During the first quarter of 2020 the Company conducted a review of certain of the indefinite life intangible assets in its television and radio reporting units. Based on the assumptions and estimates described above, the carrying values of certain FCC licenses exceeded their fair values. As a result, the Company recorded impairment charges of FCC licenses in its television and radio reporting units in the amount of $23.5 million and $8.8 million, respectively in the first quarter of 2020. Additionally, during the annual testing date, October 1, 2020, the Company noted that the carrying value of two radio FCC license exceeded their fair value. As a result, the Company recorded an impairment charge in the amount of $0.2 million.

During the first quarter of 2020 the Company conducted a review of certain long-lived assets using a two-step approach. In the first step, the carrying value of the asset group is compared to the projected undiscounted cash flows to determine recoverability.  If the asset carrying value is not recoverable, then the fair value of the asset group is determined in the second step using an income approach. The income approach requires us to make a series of assumptions, such as discount rates, revenue projections, profit margin projections and useful lives. Based on the assumptions and estimates described above, the carrying values of long-lived assets in the digital reporting unit exceeded their fair values. As a result, the Company recorded impairment charges related to Intangibles subject to amortization of $5.3 million, and property and equipment of $1.5 million, in the first quarter of 2020. No impairment charges related to Intangibles subject to amortization were recorded during the remainder of 2020.

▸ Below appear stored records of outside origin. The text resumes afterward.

PR #13314, opened 2026-07-30
feat: setup nx graph and caching

Zangetsu101:
## nx task graph + caching

>[!NOTE]
> nx already comes bundled with lerna, we just weren't using it till now

We are introducing nx graph and caching with this PR, this will cache the build artifacts locally for all the packages. This allows us to remove `wireit` which was only being used for the commons package. Moreover, this should shave off a couple of seconds from our usual dev startup where we build the `toolkit` and all of it's dependencies each time. Though the main benefit I feel like we will be getting is the explicit dependency graph so when we (or the agents) run the `test:compilation` task in events, `commons` (a local workspace dependency) is automatically built before running it.

- `nx.json` declares each task's dependencies (`dependsOn: ["^build"]`) and which targets are cacheable.

- The tasks need to be run via `nx run` or `lerna run` (a lerna run is an nx run) — nx builds dependencies from the project graph first, so a task can't run against stale or missing dependency output.

>[!WARNING]
>`cd packages/<pkg> && pnpm <script>` bypasses this.

## CI

- **Affected only** — the lint and test workflow now generates the packages matrix from `nx affected` against the merge base, skipping untouched packages.
>[!NOTE]
> A change to `lint-and-test.yml` selects every package instead, since nx can't see workflow files.
- **Task cache** — dependency builds restore from `.nx/cache`. Only `build-deps` (develop pushes) writes it, and it never restores, so the published entry stays flat rather than accumulating every past build. Explicit dependency-build steps are gone, instead nx resolves them from the graph.

### Follow-ups
- Client dependencies are separately build and uploaded as an artifact which is later on used in test, lint, storybook, chromatic (currently disabled) tests. There should be room for simplifying this into independent jobs as build is quite cheap now due to the recent tooling upgrades and nx cache. 

## Claude
Claude.md guides the agent to use `nx`/`lerna` when running tasks for a package.


packages/testland/src/events/adoption/sealing-service.ts
```diff
@@ -104,6 +104,7 @@ export async function getAdoptionSealingIntegrationCredentials() {
       { err: error },
       'Failed to provision the adoption sealing integration. Adoption registrations will not be able to seal the original birth record until this is resolved.'
     )
+    return undefined
```
Zangetsu101, line 107: A type error that slipped into develop due to testland `test` task not running typecheck like the other packages.

package.json
```diff
@@ -13,14 +13,15 @@
   "packageManager": "pnpm@10.34.5",
   "scripts": {
     "postinstall": "node development-environment/link-ts6-api.js",
-    "start": "lerna run build --scope @opencrvs/toolkit --include-dependencies && lerna run build --scope @opencrvs/components && lerna run --stream --parallel $OTHER_LERNA_FLAGS start",
-    "start:prod": "pnpm build && lerna run --stream --parallel --ignore @opencrvs/components $OTHER_LERNA_FLAGS start:prod",
+    "start": "lerna run build --scope @opencrvs/toolkit --include-dependencies && lerna run build --scope @opencrvs/components && lerna run --stream --concurrency 99 $OTHER_LERNA_FLAGS start",
```
Zangetsu101: Enabling nx task graph turns `parallel` flag into a no-op. We had to switch to an unrestricted concurrency as an alternative (we only have ~15 servers that start, 99 is just a high enough number > than that in order to not get throttled)

package.json
```diff
@@ -46,6 +47,7 @@
     "husky": "^9.1.6",
     "lerna": "^8.0.0",
     "lint-staged": "^15.2.10",
+    "nx": "19.8.14",
```
Zangetsu101, line 50: use a newer version instead of the one that comes bundled with lerna

.github/workflows/lint-and-test.yml
```diff
@@ -42,11 +47,49 @@ jobs:
               - Answer "What's new?", "Why was the change made?" and "Why should I care?" for each change.
               - If it's a breaking change, include a migration guide answering "What do I need to do to upgrade?".
 
-      - name: Get list of packages
+      - name: Setup pnpm
+        uses: pnpm/action-setup@v4
```
makelicious, line 51: seems to be the current one
https://github.com/pnpm/setup

nx.json
```diff
@@ -0,0 +1,49 @@
...
+      "{workspaceRoot}/pnpm-lock.yaml",
+      "{workspaceRoot}/pnpm-workspace.yaml",
+      "{workspaceRoot}/patches/**"
+    ]
+  },
+  "targetDefaults": {
+    "build": {
+      "dependsOn": ["^build"],
+      "cache": true,
+      "inputs": ["production", "^production"],
```
makelicious, line 24: are both `"production", "^production"` needed?

makelicious (commented):
Looks good, I'll run it locally when available

.github/workflows/lint-and-test.yml
Zangetsu101: Yeah, it's for pnpm 11 only tho. Let's address it with pnpm 11 upgrade

nx.json
Zangetsu101: Good question. With `inputs`, we are basically defining which files should invalidate nx's cache for this task in a package. Here:
```
production -> the package's own source files (except test files)
^production -> the source files of the dependencies (also excluding the test files)
```
So we are trying to answer this question: should introducing a change in `commons` require the `build` task of `events` to be re-run?
I would assume the answer to be yes, but please feel free to correct me if I am wrong.

.github/workflows/lint-and-test.yml
```diff
@@ -199,8 +284,52 @@ jobs:
...
+        run: pnpm install --no-frozen-lockfile --ignore-workspace
+
+      # Disabled: this package has never been typechecked in CI and does
+      # not currently compile — 9 pre-existing errors in its own src/
+      # (missing hapi-sentry types, hapi handler signature variance in
+      # index.ts, unknown-typed catch bindings). Fix those, then flip the
+      # `if` to remove the skip.
+      - name: Typecheck
+        if: false
+        run: pnpm test:compilation
```
Zangetsu101, line 321: I skipped this so as not to convolute the PR any further

.github/workflows/lint-and-test.yml
makelicious: ah, I read 10.3.. as 13  😅

makelicious (approved):
felt snappy locally, good stuff 🎖️

makelicious (commented):
components is missing gitignore for .nx

.gitignore
```diff
@@ -18,6 +18,7 @@ CLAUDE.local.md
 .secrets/*
 .wireit/*
 .wireit
+.nx
```
makelicious, line 21: seems that this isn't respected, we might need the /* part

Zangetsu101: Weird, AFAIK `.nx ≡ **/.nx` in `.gitignore` so `components/.nx` should already be covered. I tried manually creating `components/.nx` and git ignored that folder in my case.

Also the `.nx` artifact is supposed to be created in the project root i.e. in the same directory where `nx.json` lives. Is it creating the folder inside the packages instead for you?

What might be the reason behind these discrepancies I wonder? 🤔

At the Company’s impairment testing date of October 1, 2020 and at December 31, 2020, the book value of net assets exceeded the market capitalization of the Company. During times of stock price volatility, significant judgment must be applied to determine whether stock price changes are a short term swing or a longer-term trend. The Company performed an annual test of its goodwill and indefinite life intangible assets as of October 1, 2020, and concluded that the recorded values were not impaired based on the analysis. The key assumptions used in this analysis were: (a) the Company’s assets are still producing operating income and (b) the fair value of its existing assets, based on the Company’s analysis, remains sufficient to support the carrying value of the related assets including goodwill. There were no events that occurred subsequent to the annual impairment testing date that suggest that it is more likely than not that the fair value of any of the Company’s reporting units or indefinite life intangible assets are less than the respective carrying amounts.